I'm no expert on the phenomenon of nipple confusion, but I seriously doubted that any son of mine would find the concept of nipples to be very confusing, and time has proven me correct on this issue. Jen and I had also had a mini-disagreement regarding pacifiers on this same nipple confusion point. I believe, firmly, that pacifiers are one of the world's great inventions- when they work. Jen was concerned that a pacifier would cause nipple confusion and screw up her breast-feeding efforts, but Leo took to the pacifier right away, and I begged and pleaded on his behalf and mine for its continued usage. (and I won)

So there we were, two men on a Saturday night with some sports on TV, a pizza and some good Octoberfest beer for me and a soft feeder on the coffee table for Leo. Everything was just fine for the first fifteen minutes after Jen left. Leo was sleeping on my chest like a little lamb, and I couldn't help but think, what's all the fuss about, this is easy! But then the beast began to lurk. It started with some minor fidgeting which I tried to shrug off, then there were some gurgling noises, then a low whimper, and before you knew it- all out kicking and screaming. Don't panic- remember your training- get out the damned soft feeder. But I soon learned that the soft feeder should really just be called a baby shovel. Sure, I'll grant you that its shovel-like feeding mallet looks and feels nothing like a nipple, but the damn thing is so wide compared to his mouth, that even if the child was cooperating, feeding him with this shovel would be a serious challenge.

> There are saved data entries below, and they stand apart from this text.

PR #345, opened 2020-03-30
Cpdp 1414 draft return saved content updates

AndyHWChung:


app/uk/gov/hmrc/cgtpropertydisposalsfrontend/controllers/returns/ReturnSavedController.scala
```diff
@@ -33,20 +33,20 @@ import uk.gov.hmrc.play.bootstrap.controller.FrontendController
 import scala.concurrent.{ExecutionContext, Future}
 
 @Singleton
-class ConfirmDraftReturnController @Inject() (
+class ReturnSavedController @Inject() (
```
mikail-khan: what was the reason for the name change?

AndyHWChung: the first one sounded funny - what's actually happening is we're telling the user that the draft return has been saved. "Confirming" a draft return doesn't quite make sense

mikail-khan: could you rename this to `DraftReturnSavedController` pls?

conf/returns.routes
```diff
@@ -21,4 +21,4 @@ GET   /pay-charge-in-return              uk.gov.hmrc.cgtpropertydisposalsfronten
 
 GET   /check-if-return-was-sent          uk.gov.hmrc.cgtpropertydisposalsfrontend.controllers.returns.CheckAllAnswersAndSubmitController.submissionError()
 POST  /check-if-return-was-sent          uk.gov.hmrc.cgtpropertydisposalsfrontend.controllers.returns.CheckAllAnswersAndSubmitController.submissionErrorSubmit()
-GET   /return-draft-confirmation         uk.gov.hmrc.cgtpropertydisposalsfrontend.controllers.returns.ConfirmDraftReturnController.confirmDraftReturn()
+GET   /exit/return-saved                 uk.gov.hmrc.cgtpropertydisposalsfrontend.controllers.returns.ReturnSavedController.draftReturnSaved()
```
mikail-khan: change endpoint to `/exit/draft-return-saved`

AndyHWChung: the url came from Jean - I'll leave it like that unless Jean wants it to be changed

app/uk/gov/hmrc/cgtpropertydisposalsfrontend/controllers/returns/ReturnSavedController.scala
AndyHWChung: done

PR #347, opened 2020-03-30
[CPDP-1252] - Test bug fix

modivilioglu:


app/uk/gov/hmrc/cgtpropertydisposalsfrontend/views/returns/ytdliability/estimated_income.scala.html
```diff
@@ -69,7 +69,6 @@
 
         @details(messages(s"$key.details.summary"),
             Html(s"""|
-            |<p>${messages(s"$key.details.p1", taxYearStartYear, taxYearEndYear)}</p>
```
AndyHWChung: Do we not need p1 anymore? We can delete this from the messages file then to clean it up if we don't. Also then it'll look nicer if p2 became p1 in the key if you delete p1.

modivilioglu: Sure.

modivilioglu: Done.

AndyHWChung:
LGTM

PR #351, opened 2020-03-31
CPDP-1372: Disposal details custom content changes

rambabu-posa:


app/uk/gov/hmrc/cgtpropertydisposalsfrontend/views/returns/disposaldetails/how_much_did_you_own.scala.html
```diff
@@ -33,10 +34,15 @@
...
+@userKey = @{if (isAgent) ".agent" else if (isATrust) ".trust" else ""}
+@userErrorPrefix =  @{if (isAgent) "agent." else if (isATrust) "trust." else ""}
+
 @key = @{ "shareOfProperty" }
 @percentageShareKey = @{"percentageShare"}
-@title = @{messages(s"$key.title")}
+@title = @{messages(s"$key$userKey.title")}
 @hasErrors = @{form.hasErrors || form.hasGlobalErrors}
 @options = @{List(
   RadioOption(
```
nubz, line 48: the conditional content has a currency input that is missing a customErrorKey on it - the errors on that field are not customised for user types otherwise

app/uk/gov/hmrc/cgtpropertydisposalsfrontend/views/returns/disposaldetails/how_much_did_you_own.scala.html
```diff
@@ -91,9 +97,10 @@
         fieldId = key,
         label = pageHeading(title),
         selected = selectedIndex,
-          error = form.error(key),
+        error = form.error(key),
         hasErrors = hasErrors,
-        options = options
+        options = options,
+        customErrorKey = form.error(key).map(e => s"$userErrorPrefix${e.message}")
```
nubz, line 103: this customErrorKey will not work - it should include the key and then the userKey like `customErrorKey = Some(s"$key$userKey")`

app/uk/gov/hmrc/cgtpropertydisposalsfrontend/views/returns/disposaldetails/how_much_did_you_own.scala.html
```diff
@@ -33,10 +34,15 @@
   caption: uk.gov.hmrc.cgtpropertydisposalsfrontend.views.html.components.caption
 )
 
-@(form: Form[ShareOfProperty], backLink: Call)(implicit request: RequestWithSessionData[_], messages:Messages, appConfig: ViewConfig)
+@(form: Form[ShareOfProperty], backLink: Call, isATrust: Boolean)(implicit request: RequestWithSessionData[_], messages:Messages, appConfig: ViewConfig)
+
+@isAgent = @{ request.userType.contains(UserType.Agent) }
+@userKey = @{if (isAgent) ".agent" else if (isATrust) ".trust" else ""}
+@userErrorPrefix =  @{if (isAgent) "agent." else if (isATrust) "trust." else ""}
```
nubz, line 41: this is not needed in this template - we can just pass customErrorKeys to the components in here as they both accept error objects and then look for a customErrorKey - see the way components.radio_group_conditional and components.unit_input consume customErrorKey - other components might need this (when they pass in the entire error message key) but not the ones in here

test/uk/gov/hmrc/cgtpropertydisposalsfrontend/controllers/returns/disposaldetails/DisposalDetailsControllerSpec.scala
```diff
@@ -102,6 +109,60 @@ class DisposalDetailsControllerSpec
...
+  def sessionWithDisposalDetailsAnswersForIndividual(
+    answers: DisposalDetailsAnswers,
+    disposalMethod: DisposalMethod
+  ): (SessionData, FillingOutReturn, DraftSingleDisposalReturn) = {
+
+    val subscribedDetails = sample[SubscribedDetails].copy(
+      name = Right(sample[IndividualName])
+    )
+
+    sessionWithDisposalDetailsAnswers(Some(answers), disposalMethod, subscribedDetails)
```
nubz, line 151: I can't see how you are ensuring the userType in the session is UserType.Individual so you may end up with a sampled UserType such as UserType.Organisation or UserType.Agent in your session - we need to do more than just set the name to match our userType, this may mean passing a new param in to `sessionWithDisposalDetailsAnswers` such as `userType: UserType` and set it in this call to `UserType.Individual` then you can add in the necessary `userType = Some(userType)` to the session when copying extra vals in - best to look at other specs that handle this where we use methods like `setAgentReferenceNumber(userType)` because we want to control this also

app/uk/gov/hmrc/cgtpropertydisposalsfrontend/views/returns/disposaldetails/disposal_fees.scala.html
```diff
@@ -55,12 +61,13 @@
...
             labelAsHeading = true,
-            helpText = Some(Html(messages(s"$key.helpText"))),
+            helpText = Some(Html(messages(s"$key$userKey.helpText"))),
             autoComplete = AutoCompleteType.On,
             inputClass = Some("small"),
             aspect = "left",
             unit = "£",
-            assistiveText = messages("unit-input.assistive.pounds")
+            assistiveText = messages("unit-input.assistive.pounds"),
+            customErrorKey = form.error(key).map(e => s"$userErrorPrefix${e.message}")
```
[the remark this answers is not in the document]
AndyHWChung: if you haven't already done so, it'd b useful to manually check to see the error messages render correctly on the browser for all the pages you have worked on for all user types

rambabu-posa:
> there is quite a lot not working here - it may compile but messages are not being used because keys are not set correctly

all are working now

AndyHWChung:
LGTM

But Leo was not cooperating- far from it- he was shaking and gyrating his whole body like someone with real soul on a dance floor, screaming and repeatedly knocking the shovel with his hands. I gamely pressed on, trying, more or less to ram the shovel like tool down his mouth, but the boy was having none of it. He was hungry- no doubt- but he kept shaking his head around like he was having a seizure and each shovel full would either swamp him with too much milk or would stream all over his face and chest. If I had our dinner together on film, it would be hilarious, but it was not so amusing at the time. Leo was used to drinking his milk straight from a breast and could not seem to understand why his dad was shoveling milk down his throat with this strange device. I began to count the minutes till Jen got home, and when the moment arrived I felt an enormous weight had been lifted off my shoulders. I felt bad about it, but our men's dinner had been a complete failure and I wanted my boy to eat.

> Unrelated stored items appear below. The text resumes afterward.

PR #352, opened 2020-03-31
Cpdp 1317

sam-miele:


app/uk/gov/hmrc/cgtpropertydisposalsfrontend/views/components/return_banner.scala.html
```diff
@@ -16,21 +16,33 @@
...
+@import uk.gov.hmrc.cgtpropertydisposalsfrontend.models.onboarding.SubscribedDetails
+@import uk.gov.hmrc.cgtpropertydisposalsfrontend.models.returns.ReturnSummary
 
 @this()
 
-@(heading: String, taxOwed: AmountInPence, reference: String)(implicit messages: Messages)
+@(heading: String, returnSummary: ReturnSummary, subscribedDetails: SubscribedDetails, userType: Option[UserType])(implicit messages: Messages)
+
+@taxOwed = @{returnSummary.mainReturnChargeAmount.withFloorZero}
+@name = @{subscribedDetails.name.fold(_.value, e => e.firstName + " " + e.lastName)}
```
AndyHWChung: not sure if you should use this or the `contactName` field - best to double check

app/uk/gov/hmrc/cgtpropertydisposalsfrontend/views/returns/confirmation_of_submission.scala.html
```diff
@@ -21,34 +21,62 @@
...
         exitSurveyLink: uk.gov.hmrc.cgtpropertydisposalsfrontend.views.html.components.exit_survey,
+        addressDisplay: uk.gov.hmrc.cgtpropertydisposalsfrontend.views.html.components.address_display,
         warning: uk.gov.hmrc.cgtpropertydisposalsfrontend.views.html.components.warning
 )
 
 @(justSubmittedReturn: JustSubmittedReturn)(implicit request: RequestWithSessionData[_], messages:Messages, viewConfig: ViewConfig)
 
 @key=@{"confirmationOfSubmission"}
 @title = @{ messages(s"$key.title") }
+@name = @{justSubmittedReturn.subscribedDetails.name.fold(_.value, e => e.firstName + " " + e.lastName)}
```
AndyHWChung: same here, might just want contact name

app/uk/gov/hmrc/cgtpropertydisposalsfrontend/views/returns/confirmation_of_submission.scala.html
```diff
@@ -21,34 +21,62 @@
...
     </strong>
   </span>
   <span class="heading-large" style="font-weight: normal;">
-   @messages(s"$key.returnReference")
-   <strong style="display:block; font-weight: bold;">@{{justSubmittedReturn.submissionResponse.formBundleId}}</strong>
+      <div id="ref-id">
+       @{if(amountOwed.equals(BigDecimal(0))) {
+               messages(s"$key.returnReference")
+           } else {
+                "Payment reference number"
```
AndyHWChung: this needs to be read from the messages file

app/uk/gov/hmrc/cgtpropertydisposalsfrontend/views/returns/confirmation_of_submission.scala.html
```diff
@@ -60,6 +88,47 @@ <h1 class="heading-xlarge">@title</h1>
    <a href="JavaScript: window.print();">@messages(s"$key.printPage")</a>
   </p>
 
+    <table class="borders payment-table">
+        <tbody id="return-details-table">
+
+
+        <tr class="charge">
+            <td> <strong class="bold"> Return sent to HMRC </strong> <br/> </td>
```
AndyHWChung: this should come from messages too

app/uk/gov/hmrc/cgtpropertydisposalsfrontend/views/returns/confirmation_of_submission.scala.html
```diff
@@ -60,6 +88,47 @@ <h1 class="heading-xlarge">@title</h1>
...
+            <td>
+                @LocalDateUtils.govDisplayFormat(justSubmittedReturn.submissionResponse.processingDate.toLocalDate)
+            </td>
+        </tr>
+
+        @{if(!amountOwed.equals(BigDecimal(0))) {
+        <tr class="charge">
+            <td> <strong class="bold">Return reference number</strong> <br/> </td>
```
AndyHWChung: and this one

app/uk/gov/hmrc/cgtpropertydisposalsfrontend/views/returns/confirmation_of_submission.scala.html
```diff
@@ -60,6 +88,47 @@ <h1 class="heading-xlarge">@title</h1>
...
+            <td> {justSubmittedReturn.submissionResponse.formBundleId} </td>
+        </tr>
+        }}
+
+
+        <tr class="charge">
+            <td> <strong class="bold">Property address</strong> <br/> </td>
```
AndyHWChung: and also this one

app/uk/gov/hmrc/cgtpropertydisposalsfrontend/views/returns/confirmation_of_submission.scala.html
```diff
@@ -60,6 +88,47 @@ <h1 class="heading-xlarge">@title</h1>
...
+                    case c: CompleteMultipleDisposalsReturn => addressDisplay(c.examplePropertyDetailsAnswers.address, Line)
+                    case c: CompleteSingleDisposalReturn => addressDisplay(c.propertyAddress, Line)
+                }}
+            </td>
+        </tr>
+
+        @{if(!amountOwed.equals(BigDecimal(0))) {
+            {justSubmittedReturn.submissionResponse.charge.map { charge =>
+                <tr class = "charge">
+                    <td> <strong class="bold">Tax due by</strong> <br/>
```
AndyHWChung: aaand this one

app/uk/gov/hmrc/cgtpropertydisposalsfrontend/views/components/return_banner.scala.html
```diff
@@ -16,21 +16,33 @@
...
+@reference = @{if(taxOwed.isPositive) subscribedDetails.cgtReference.value else returnSummary.submissionId}
 
 <div class="govuk-box-highlight govuk-box-highlight--status">
-  <h1 class="heading-xlarge">@heading</h1>
+    @{userType match {
+        case Some(UserType.Organisation) => "Trust: " + name
```
AndyHWChung: "Trust" and "Client" should really be read from the messages as well like:
```
message.trust.key=Trust: {0}
message.agent.key=Client: {0}
```
basically there should be no hard coded strings in the templates that get displayed to the user - when we do a translation of the service, it's the message file which will get translated so everything needs to be in there

test/uk/gov/hmrc/cgtpropertydisposalsfrontend/controllers/returns/CheckAllAnswersAndSubmitControllerSpec.scala
```diff
@@ -485,22 +491,132 @@ class CheckAllAnswersAndSubmitControllerSpec
...
+        val noTaxDueRefLine             = "Return reference number form bundle id"
+        val taxDueRefLine               = "Payment reference number charge ref"
+        val submissionLine              = "Return sent to HMRC 2 February 2020"
+        val addressLine                 = "Property address 123 fake street, abc123"
+        val returnReferenceWithBundleId = "Return reference number form bundle id"
+        val taxDueDateLine              = "Tax due by 1 January 2020"
+
+        sealed case class TestScenario(
+          description: String,
+          userType: Option[UserType],
```
AndyHWChung: you're never using `None` so it might be worth just having this as non-optional

test/uk/gov/hmrc/cgtpropertydisposalsfrontend/controllers/returns/CheckAllAnswersAndSubmitControllerSpec.scala
```diff
@@ -485,22 +491,132 @@ class CheckAllAnswersAndSubmitControllerSpec
...
+                processingDate = LocalDateTime.of(processingDate, LocalTime.of(1, 1)),
+                charge = Some(
+                  sample[ReturnCharge].copy(
+                    amount          = taxOwed,
+                    chargeReference = "charge ref",
+                    dueDate         = dueDate
+                  )
+                )
+              )
+              val subscribe = sample[SubscribedDetails].copy(name = Right(IndividualName("John", "Doe")))
```
AndyHWChung: if the user type is trust, it'd be more consitent to have the name as something like `Left(sample[TrustName])`

test/uk/gov/hmrc/cgtpropertydisposalsfrontend/controllers/returns/CheckAllAnswersAndSubmitControllerSpec.scala
```diff
@@ -485,22 +491,132 @@ class CheckAllAnswersAndSubmitControllerSpec
...
+              val justSubmittedReturn = sample[JustSubmittedReturn].copy(
+                submissionResponse = returnResponse,
+                subscribedDetails  = subscribe,
+                completeReturn     = sample[CompleteSingleDisposalReturn].copy(propertyAddress = address)
```
AndyHWChung: if we have a user type of agent can we also populate the agentReference number with some value here for consistency? So something like 
```scala
 .copy(
    ...
    agentReferenceNumber = if(userType === UserType.Agent) Some(sample[AgentReferenceNumber]) else None
)
```

app/uk/gov/hmrc/cgtpropertydisposalsfrontend/views/components/return_banner.scala.html
nubz: in this context it is correct to use `name` - it's to show agents and trust the name of the account (not the contact name) the return was posted against

app/uk/gov/hmrc/cgtpropertydisposalsfrontend/views/returns/confirmation_of_submission.scala.html
nubz: same here, `name` is to communicate the account name not the contact - there's a method on IndividualName  `e.makeSingleName()` so you don't need to concatenate first and last names each time

app/uk/gov/hmrc/cgtpropertydisposalsfrontend/views/components/return_banner.scala.html
AndyHWChung: this still need a similar treatment that you've applied to the other template:
```scala
 @{request.userType match {
         case Some(UserType.Organisation) => messages(s"$key.organisationNameLine", name)
         case Some(UserType.Agent) => messages(s"$key.agentNameLine", name)
         case _ => name
     }}
```

AndyHWChung: that's if we need a name for an individual - can double check if we need it here for that case?

AndyHWChung:
LGTM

The trials and tribulations of dealing with a newborn are funnier than hearing about the joys, aren't they? Just admit it, you'd rather hear stories of impossible diaper changes and failed feedings than of fatherly bliss, right? Just human nature, I understand. But what makes all of the work rewarding are those moments you get with your child that are so sublime that they bring you to a stage of contentedness that you've never experienced before. When Leo lies on my chest, his heart beating right against mine and looks up at me with his bright, wide eyes, there is no warmer, more righteous feeling on earth. No matter what else has come before, or what will happen afterwards, in those moments you feel as though all is right with the world. Until the Cubs fail to advance runners in scoring position, and get unceremoniously swept out of the playoffs by the no-name Diamondbacks. Then, you're angry again. But it doesn't last as long or sting as bad, when you have your beautiful boy on your lap rhythmically sucking away happily at his pacifier, that marvelous invention that has saved the world.